Ah, sim…no meu blog pessoal seguidamente publico sobre esses projetos, algumas vezes servindo como um termômetro para medir o que a galera acha sobre os mesmos e também para expressar minhas ideias sobre. Claro, aproveitando para considerar o fato de que o sentido inicial do #GeekFail era a publicação de gafes tecnológicas, e nos últimos tempos tenho mais publicado sobre qualquer outra coisa ao que seus assuntos raízes…bom, isso já é outra história…

 

Semana passada participei de uma palestra do projeto Break Publicitário, criado pelo núcleo dos cursos na área, a qual, tratava do tema “redes sociais” lá na faculdade.

Basicamente, a ideia foi passar um pouco aos alunos e interessados, o real sentido de uma empresa, mantedora de uma marca famosa ou não, preservar e gerenciar um perfil nesses meios de publicação que estão se fortalecendo cada vez mais.

Os palestrantes Eduardo Axelrud e Fabiano Goldoni inicialmente apresentaram o significado de uma rede social, definindo as mesmas como “qualquer ambiente digital onde os usuários podem possuir um perfil e compartilhar informações”, segundo Goldoni.

Em uma pesquisa feita pelos próprios entre as mais de 400 pessoas presentes no auditório, os dados mostram que grande parte dos presentes utilizam com frequência o Facebook, e menos de 2% o Orkut. A explicação da dupla para o ainda persistente crescimento do Orkut no Brasil é a recém chegada da classe C na rede.
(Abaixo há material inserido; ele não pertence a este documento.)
PR #1696, opened 2022-10-18
include numels in divisible_by_16 descriptor tuple

stumpOS:
I am not sure how Triton code generation is tested so I added a class that extracts the kernels from inductor so I can check the descriptor given a function and inputs. @Chillee what is the preferred way to test?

Agora, visando o lado corporativo nas mídias sociais, o que foi o tema foco da palestra, Fabiano comentou que não existe tempo para uma empresa entrar nas redes sociais, mas sim, como entrar. Por menos que se pode esperar, os consumidores estão tão ativos nos últimos tempos nesses novos canais de comunicação, fazendo com que determinada marca esteja na “boca do povo” muito antes dos gestores da citada perceberem.

Consequentemente, a liberdade e a segunrança que tratar de discussões quanto a qualidade de produtos nas mídias sociais tem trazido aos consumidores, é surpreendente. Hoje as pessoas podem jogar de “igual para igual” com grandes grupos corporativos, medindo forças, onde o único diferencial pode ser a abrangência na área de publicidade que as grandes marcas podem conseguir.

O velho ditado “para que se tem duas orelhas e uma boca” pode ser facilmente aplicado na presença das marcas nas redes socias, comentou Goldoni. Porém, porque não pode-se aplicar essa analogia aos consumidores também? Sair reclamando de tudo sem analisar a situação antes, nem sempre pode ser bom…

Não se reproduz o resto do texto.